Stored data entries:
PR #2217, opened 2016-09-05
Ruleset stats v17

glongo:

This addresses comments from the last PR, in particular:
- Remove DONE state (https://github.com/inliniac/suricata/commit/9f540448b3a4c1d165e9aafd3aa8c5c1282a2ecf)
- Block live reload when -s/-S is specified (https://github.com/inliniac/suricata/commit/ee6d592661feaa4e2854a0c5f414a5f25244221d)

Last PR: https://github.com/inliniac/suricata/pull/1998
Ticket: https://redmine.openinfosecfoundation.org/issues/1585

Prscript:
- PR glongo: https://buildbot.openinfosecfoundation.org/builders/glongo/builds/119
- PR glongo-pcap: https://buildbot.openinfosecfoundation.org/builders/glongo-pcap/builds/118

### DIFF
--- a/src/Makefile.am
+++ b/src/Makefile.am
@@ -342,6 +342,7 @@ util-decode-asn1.c util-decode-asn1.h \
 util-decode-der.c util-decode-der.h \
 util-decode-der-get.c util-decode-der-get.h \
 util-decode-mime.c util-decode-mime.h \
+util-detect.c util-detect.h \
 util-device.c util-device.h \
 util-enum.c util-enum.h \
 util-error.c util-error.h \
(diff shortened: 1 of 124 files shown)


inliniac:
I'm not too excited about the mass change of SigInit and DetectEngineAppendSig. If such a mass changes are done I would like to propose another: replace SigInit with DetectEngineAppendSig everywhere. Then don't change the DetectEngineAppendSig arguments, but instead use a var in the DetectEngineCtx to store and access an error string. Much like the already present:
<pre>
    /** Store rule file and line so that parsers can use them in errors. */
    char *rule_file;
    int rule_line;
</pre>

inliniac:
Commit message "detect-engine: remove DONE state" should explain the reason of the change.

inliniac:
Does this showing of failed rules work if there are many? E.g. if someone has a broken HOME_NET thousands of rules will fail to load. This would easily lead to many megabytes of transfer over the unix socket.

inliniac:
In any case this needs a rebase as well. Closing.

regit:
Good catch on lot of failed rules issue.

▸ **Exercise directions**
Only the lines from the first line of the records through the one containing "util-decode-der-get.c util-decode-der-get.h \" should be reproduced, exactly, with both of them included.

▸ **Answer section**
PR #2217, opened 2016-09-05
Ruleset stats v17

glongo:

This addresses comments from the last PR, in particular:
- Remove DONE state (https://github.com/inliniac/suricata/commit/9f540448b3a4c1d165e9aafd3aa8c5c1282a2ecf)
- Block live reload when -s/-S is specified (https://github.com/inliniac/suricata/commit/ee6d592661feaa4e2854a0c5f414a5f25244221d)

Last PR: https://github.com/inliniac/suricata/pull/1998
Ticket: https://redmine.openinfosecfoundation.org/issues/1585

Prscript:
- PR glongo: https://buildbot.openinfosecfoundation.org/builders/glongo/builds/119
- PR glongo-pcap: https://buildbot.openinfosecfoundation.org/builders/glongo-pcap/builds/118

### DIFF
--- a/src/Makefile.am
+++ b/src/Makefile.am
@@ -342,6 +342,7 @@ util-decode-asn1.c util-decode-asn1.h \
 util-decode-der.c util-decode-der.h \
 util-decode-der-get.c util-decode-der-get.h \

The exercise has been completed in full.